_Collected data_
--- --- ---

PR #80, opened 2019-05-20
[WIP] feat: update code snippet to render live editor

jendowns:
## Proposal 

MDX comes with the ability to add a live code editor: https://mdxjs.com/guides/live-code/#live-code

This is something the Security team is super interested in, but I believe that due to the structure of this project, the live editor option needs to be introduced in *this* library so that we can use it.

I propose adding a variation to the `Code` component. By default, code in this theme will display with Carbon's `CodeSnippet` component. If the user adds `.mdx live=true` to the triple tick marks for a code block, then that renders a live code editor.

I've included an example of both Carbon's `CodeSnippet` and the new editor on the demo page.

### 1. Theming for the live editor?
Right now I'm just importing a default theme like so:
```
import theme from 'prism-react-renderer/themes/dracula';
```

Can we make a Carbon theme object that would work instead? I can take a stab at this, if you like?

### 2. Scope needs to be handled more elegantly
The `LivePreview` component only imports `React` by default... so in order to preview a component with `LivePreview`, you need to pass that component in the `scope` prop like this:

```
import { Button } from 'carbon-components-react';

const scope = { Button };

<LiveProvider scope={scope} ... />
```

But there's probably something more elegant that can be done, especially from the context of a consumer who would need to be able to control what the scope should be.

### 3. How to style errors?

If you look at the demo page and try to use some invalid code (or anything out of the `Button` component scope) in the editor, you'll see an unstyled error message appear below the editor. How should that look?


alisonjoseph:
This is awesome, I can definitely see where this could come in handy, especially for component examples! 

I think we definitely need some input from design @jeanservaas before anything like this gets merged into the core theme though.

vpicone:
I think the code snippet implementation is due for some increased flexibility and functionality. This is an awesome start, thanks so much for putting it together! Some notes,

1. Converting our current prism stylesheet to JSON so it can be shared between both live and regular versions of the code would be the way to go. There's surprisingly few rules. https://github.com/carbon-design-system/carbon-website/blob/master/src/styles/prism.css

2. We'll have to think more about this, since it could change between sites. It might be able to work as a [theme option](https://www.gatsbyjs.org/docs/themes/api-reference/#configuration) but not positive.

3. Definitely agree we'll need a design touch on the implementation. Unfortunately just eating the error isn't really an option from a ux perspective I think. Also, If you wanted to get a head start on styling the preview area I think using the code example components on the carbon website would be a great start: https://www.carbondesignsystem.com/components/button/code

@jeanservaas mentioned that forgoing the `CodeSnippet` component could be an option. We discussed the fact that being able to select all the text contained within a snippet took away some of the need for the copy button and also that _good_ code snippets likely shouldn't require a show-more functionality and instead might be better broken up. 

With that in mind, we probably want to more closely stick to the example on the MDX website for live highlighting, particularly as it pertains to non-live code snippets.

jendowns:
Thanks @vpicone I can get started on those points! 👍 

One question about your comment:
> Unfortunately just eating the error isn't really an option from a ux perspective I think.

Are you referring to the `<LiveError />`? If you are implying it should be removed... IMO there's a huge UX value in keeping that and styling it nicely, because it helps people using the live editor know if they have a syntax error that is preventing the preview from rendering correctly.

vpicone:
@jendowns I was actually suggesting the opposite! Until we get that styled, we can't ship this as default, since leaving it out all together is a non-starter.

vpicone:
@jendowns It's really starting to come together great stuff!

vpicone:
Closing in favor of #242 for code component overhaul and #250 to explore the live editing aspect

--- --- ---

_WHAT YOU SHOULD DO_
Write out every entry once more, precisely as it stands.

_ANSWER SPACE_
PR #80, opened 2019-05-20
[WIP] feat: update code snippet to render live editor

jendowns:
## Proposal 

MDX comes with the ability to add a live code editor: https://mdxjs.com/guides/live-code/#live-code

This is something the Security team is super interested in, but I believe that due to the structure of this project, the live editor option needs to be introduced in *this* library so that we can use it.

I propose adding a variation to the `Code` component. By default, code in this theme will display with Carbon's `CodeSnippet` component. If the user adds `.mdx live=true` to the triple tick marks for a code block, then that renders a live code editor.

I've included an example of both Carbon's `CodeSnippet` and the new editor on the demo page.

### 1. Theming for the live editor?
Right now I'm just importing a default theme like so:
```
import theme from 'prism-react-renderer/themes/dracula';
```

Can we make a Carbon theme object that would work instead? I can take a stab at this, if you like?

### 2. Scope needs to be handled more elegantly
The `LivePreview` component only imports `React` by default... so in order to preview a component with `LivePreview`, you need to pass that component in the `scope` prop like this:

```
import { Button } from 'carbon-components-react';

const scope = { Button };

<LiveProvider scope={scope} ... />
```

But there's probably something more elegant that can be done, especially from the context of a consumer who would need to be able to control what the scope should be.

### 3. How to style errors?

If you look at the demo page and try to use some invalid code (or anything out of the `Button` component scope) in the editor, you'll see an unstyled error message appear below the editor. How should that look?


alisonjoseph:
This is awesome, I can definitely see where this could come in handy, especially for component examples! 

I think we definitely need some input from design @jeanservaas before anything like this gets merged into the core theme though.

vpicone:
I think the code snippet implementation is due for some increased flexibility and functionality. This is an awesome start, thanks so much for putting it together! Some notes,

1. Converting our current prism stylesheet to JSON so it can be shared between both live and regular versions of the code would be the way to go. There's surprisingly few rules. https://github.com/carbon-design-system/carbon-website/blob/master/src/styles/prism.css

2. We'll have to think more about this, since it could change between sites. It might be able to work as a [theme option](https://www.gatsbyjs.org/docs/themes/api-reference/#configuration) but not positive.

3. Definitely agree we'll need a design touch on the implementation. Unfortunately just eating the error isn't really an option from a ux perspective I think. Also, If you wanted to get a head start on styling the preview area I think using the code example components on the carbon website would be a great start: https://www.carbondesignsystem.com/components/button/code

@jeanservaas mentioned that forgoing the `CodeSnippet` component could be an option. We discussed the fact that being able to select all the text contained within a snippet took away some of the need for the copy button and also that _good_ code snippets likely shouldn't require a show-more functionality and instead might be better broken up. 

With that in mind, we probably want to more closely stick to the example on the MDX website for live highlighting, particularly as it pertains to non-live code snippets.

jendowns:
Thanks @vpicone I can get started on those points! 👍 

One question about your comment:
> Unfortunately just eating the error isn't really an option from a ux perspective I think.

Are you referring to the `<LiveError />`? If you are implying it should be removed... IMO there's a huge UX value in keeping that and styling it nicely, because it helps people using the live editor know if they have a syntax error that is preventing the preview from rendering correctly.

vpicone:
@jendowns I was actually suggesting the opposite! Until we get that styled, we can't ship this as default, since leaving it out all together is a non-starter.

vpicone:
@jendowns It's really starting to come together great stuff!

vpicone:
Closing in favor of #242 for code component overhaul and #250 to explore the live editing aspect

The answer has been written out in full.